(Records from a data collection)
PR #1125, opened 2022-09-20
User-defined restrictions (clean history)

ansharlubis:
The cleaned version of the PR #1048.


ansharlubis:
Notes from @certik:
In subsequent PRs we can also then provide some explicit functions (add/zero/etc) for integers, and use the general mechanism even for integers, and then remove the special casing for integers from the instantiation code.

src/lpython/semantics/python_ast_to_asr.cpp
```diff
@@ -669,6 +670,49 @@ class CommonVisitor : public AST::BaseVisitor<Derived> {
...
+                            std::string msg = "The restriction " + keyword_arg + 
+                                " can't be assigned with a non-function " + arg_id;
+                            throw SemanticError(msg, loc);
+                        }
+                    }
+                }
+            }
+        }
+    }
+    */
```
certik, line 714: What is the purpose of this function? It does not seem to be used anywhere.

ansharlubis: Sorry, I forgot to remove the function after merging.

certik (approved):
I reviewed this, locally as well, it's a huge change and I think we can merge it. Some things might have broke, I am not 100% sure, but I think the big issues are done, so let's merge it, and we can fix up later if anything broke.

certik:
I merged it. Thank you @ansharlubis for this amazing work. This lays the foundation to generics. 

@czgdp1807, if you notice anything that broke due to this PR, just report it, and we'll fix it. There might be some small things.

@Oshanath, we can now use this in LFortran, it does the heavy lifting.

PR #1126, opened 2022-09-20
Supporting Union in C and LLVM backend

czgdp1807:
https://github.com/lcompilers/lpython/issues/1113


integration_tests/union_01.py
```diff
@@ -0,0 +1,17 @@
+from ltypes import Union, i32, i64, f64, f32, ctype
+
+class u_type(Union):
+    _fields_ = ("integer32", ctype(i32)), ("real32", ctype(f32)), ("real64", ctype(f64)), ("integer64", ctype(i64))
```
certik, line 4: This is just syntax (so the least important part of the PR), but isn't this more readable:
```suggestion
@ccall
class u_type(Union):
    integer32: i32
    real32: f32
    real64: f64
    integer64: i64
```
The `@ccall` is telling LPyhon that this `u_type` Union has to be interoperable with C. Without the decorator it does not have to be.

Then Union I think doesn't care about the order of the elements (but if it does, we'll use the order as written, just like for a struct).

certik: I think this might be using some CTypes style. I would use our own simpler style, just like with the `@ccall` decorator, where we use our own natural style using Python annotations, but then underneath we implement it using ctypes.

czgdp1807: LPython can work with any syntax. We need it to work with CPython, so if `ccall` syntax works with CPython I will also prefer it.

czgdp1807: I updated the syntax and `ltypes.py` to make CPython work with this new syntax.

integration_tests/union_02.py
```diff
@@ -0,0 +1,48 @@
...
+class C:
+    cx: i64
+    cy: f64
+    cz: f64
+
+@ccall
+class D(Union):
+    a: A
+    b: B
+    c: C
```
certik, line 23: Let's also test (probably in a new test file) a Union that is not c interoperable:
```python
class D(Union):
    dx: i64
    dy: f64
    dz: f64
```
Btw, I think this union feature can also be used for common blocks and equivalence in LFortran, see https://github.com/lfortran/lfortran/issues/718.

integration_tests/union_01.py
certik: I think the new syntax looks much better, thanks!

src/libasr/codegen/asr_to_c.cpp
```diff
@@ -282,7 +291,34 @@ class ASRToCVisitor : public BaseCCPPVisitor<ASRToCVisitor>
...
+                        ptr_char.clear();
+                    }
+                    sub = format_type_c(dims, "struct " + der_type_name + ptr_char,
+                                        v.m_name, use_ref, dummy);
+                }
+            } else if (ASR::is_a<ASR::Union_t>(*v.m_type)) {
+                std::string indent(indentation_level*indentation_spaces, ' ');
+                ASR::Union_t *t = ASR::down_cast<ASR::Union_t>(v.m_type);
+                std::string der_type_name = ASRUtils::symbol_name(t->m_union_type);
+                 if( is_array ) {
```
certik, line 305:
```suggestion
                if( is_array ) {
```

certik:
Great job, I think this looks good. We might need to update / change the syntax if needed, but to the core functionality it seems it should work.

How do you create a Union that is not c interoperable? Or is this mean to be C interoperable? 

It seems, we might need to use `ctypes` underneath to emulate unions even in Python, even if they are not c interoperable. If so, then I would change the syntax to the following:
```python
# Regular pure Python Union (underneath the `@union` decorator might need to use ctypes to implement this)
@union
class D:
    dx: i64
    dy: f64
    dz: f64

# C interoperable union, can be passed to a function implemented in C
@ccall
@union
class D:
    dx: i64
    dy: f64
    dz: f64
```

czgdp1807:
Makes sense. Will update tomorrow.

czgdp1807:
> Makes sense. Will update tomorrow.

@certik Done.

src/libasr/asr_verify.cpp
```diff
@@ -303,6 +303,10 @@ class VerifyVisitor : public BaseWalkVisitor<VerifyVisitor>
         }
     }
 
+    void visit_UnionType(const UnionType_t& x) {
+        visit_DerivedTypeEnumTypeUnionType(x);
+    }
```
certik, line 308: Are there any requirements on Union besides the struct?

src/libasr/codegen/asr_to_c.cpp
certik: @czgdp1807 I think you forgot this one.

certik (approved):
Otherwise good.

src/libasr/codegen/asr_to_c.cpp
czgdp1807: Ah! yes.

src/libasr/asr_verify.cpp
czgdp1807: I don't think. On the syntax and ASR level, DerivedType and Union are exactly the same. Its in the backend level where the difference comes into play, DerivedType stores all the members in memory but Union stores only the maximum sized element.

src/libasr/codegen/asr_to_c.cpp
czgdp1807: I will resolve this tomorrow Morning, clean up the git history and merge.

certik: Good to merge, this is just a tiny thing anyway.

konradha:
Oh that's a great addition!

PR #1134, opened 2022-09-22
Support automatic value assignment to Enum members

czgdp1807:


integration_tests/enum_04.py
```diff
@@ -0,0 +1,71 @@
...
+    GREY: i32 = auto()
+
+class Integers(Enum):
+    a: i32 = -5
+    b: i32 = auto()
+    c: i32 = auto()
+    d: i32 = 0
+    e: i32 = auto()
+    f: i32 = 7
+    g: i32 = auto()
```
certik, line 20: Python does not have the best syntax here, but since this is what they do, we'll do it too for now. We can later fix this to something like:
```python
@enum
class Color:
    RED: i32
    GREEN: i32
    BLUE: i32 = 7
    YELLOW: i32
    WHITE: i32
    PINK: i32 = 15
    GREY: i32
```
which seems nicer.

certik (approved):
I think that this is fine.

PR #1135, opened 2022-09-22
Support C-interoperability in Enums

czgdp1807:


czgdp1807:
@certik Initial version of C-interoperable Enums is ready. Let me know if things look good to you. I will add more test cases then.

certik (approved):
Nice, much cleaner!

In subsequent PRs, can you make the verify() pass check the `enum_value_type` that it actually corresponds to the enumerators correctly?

Your goal: In the entries above, find every line with the word "issues" and list it.

Answer to the exercise:
I reviewed this, locally as well, it's a huge change and I think we can merge it. Some things might have broke, I am not 100% sure, but I think the big issues are done, so let's merge it, and we can fix up later if anything broke.
https://github.com/lcompilers/lpython/issues/1113
Btw, I think this union feature can also be used for common blocks and equivalence in LFortran, see https://github.com/lfortran/lfortran/issues/718.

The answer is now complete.